This weekend in Paso Robles, California the Cal Poly Western Bonanza will be in town. In it’s 28th year the premier junior livestock show is produced, coordinated and operated solely by a team of college students. With over 460 exhibitors showing close to 1,000 head of livestock, the event does not just come together over night. With three professors overseeing the process (myself being one of them), the planning of the show covers three classes over the course of a year. The class format consists of upper division students who serve as the management team and work with over 80 of their fellow classmates. The students are majoring in numerous fields from throughout the college of agriculture, and a few from other colleges on the campus. Celebrating the foundation by which Cal Poly was built upon, “Learn by Doing” is the basic foundation of this class.
The students not only learn the obvious proficiencies that it takes to run a livestock show, but develop skills that will extend well into their professional careers. Organizational and accounting methods from dealing with entries, results, and bookkeeping are obvious learned attributes. But if one really digs deeper there are so many more life lessons happening over the three day event.
Dealing with the general public and your customer is a hands-on approach to customer service. Successful businesses build the cornerstone of their sales model with customer service. Or what about leading a team of your peers in preparing a show ring or gathering sponsorship monies. Teamwork, leadership and basic management principles come into play. Salesmanship and marketing are shown in the public relations, merchandise and hospitality committees role in the success of the weekend. But I think the most important skill learned and more than likely the least noticeable is problem solving.

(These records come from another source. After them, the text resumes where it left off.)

PR #2576, opened 2022-12-07
Add net_bind_service capability for python executable

fastlorenzo:
## What type of PR?

bug-fix

## What does this PR do?

Fixes capabilities needed to bind on privileged port.

### DIFF
--- a/core/base/Dockerfile
+++ b/core/base/Dockerfile
@@ -80,8 +80,7 @@ FROM system
 
 COPY --from=build /app/venv/ /app/venv/
 COPY --chown=root:root --from=build /app/snuffleupagus.so /usr/lib/php81/modules/
-RUN setcap 'cap_net_bind_service=+ep' /app/venv/bin/gunicorn \
-  ; setcap 'cap_net_bind_service=+ep' /usr/bin/python3.10
+RUN setcap 'cap_net_bind_service=+ep' /app/venv/bin/gunicorn 'cap_net_bind_service=+ep' /usr/bin/python3.10
 
 ENV VIRTUAL_ENV=/app/venv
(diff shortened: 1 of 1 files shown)


nextgens (dismissed):

core/base/Dockerfile
```diff
@@ -80,7 +80,8 @@ FROM system
 
 COPY --from=build /app/venv/ /app/venv/
 COPY --chown=root:root --from=build /app/snuffleupagus.so /usr/lib/php81/modules/
-RUN setcap 'cap_net_bind_service=+ep' /app/venv/bin/gunicorn
+RUN setcap 'cap_net_bind_service=+ep' /app/venv/bin/gunicorn \
```
Diman0, line 83: When multiple commands are run, we use the `set -euxo pipeline` construct. This ensures we see the actual command that fails and the full command will be printed. For more info see https://gist.github.com/mohanpedala/1e2ff5661761d3abd0385e8223e16425?permalink_comment_id=3945021

You could change it to:
```
RUN set -euxo pipefail \
  ; setcap 'cap_net_bind_service=+ep' /app/venv/bin/gunicorn \
  ; setcap 'cap_net_bind_service=+ep' /usr/bin/python3.10
```

Diman0 (approved):
see in-line comment

Diman0 (dismissed):
see in-line comments

core/base/Dockerfile
nextgens: No need for two commands even. [dfaba5b](https://github.com/Mailu/Mailu/pull/2576/commits/dfaba5bb17d9e460ce43cf12b9b7033900ac425d)

nextgens (approved):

Anyone who has ever worked in the event business knows that no matter how much you plan and how prepared you are something is bound to go wrong. How you solve that problem and the speed of which you get back on track is key to the success of the event. And the day you realize in the world of events that what the public/ consumers perception of the outcome and your expectation are two different perpectives, you will have less anxiety and a better event.
Although on the Cal Poly campus one may hear moans and groans that the “Learn by Doing” philosophy is not applied, I can guarantee you it is alive and well in the hands of 120 Western Bonanza students.